(Instructions for the task):
Please restate the lines shown below exactly, every one of them.

(Dataset extract):
PR #41076, opened 2026-08-21
feat(dify-agent): add OpenShell runtime backend

### LINKED ISSUE #40880: Supporting Nvidia OpenShell as shell provider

(Answer to this problem):
PR #41076, opened 2026-08-21
feat(dify-agent): add OpenShell runtime backend

### LINKED ISSUE #40880: Supporting Nvidia OpenShell as shell provider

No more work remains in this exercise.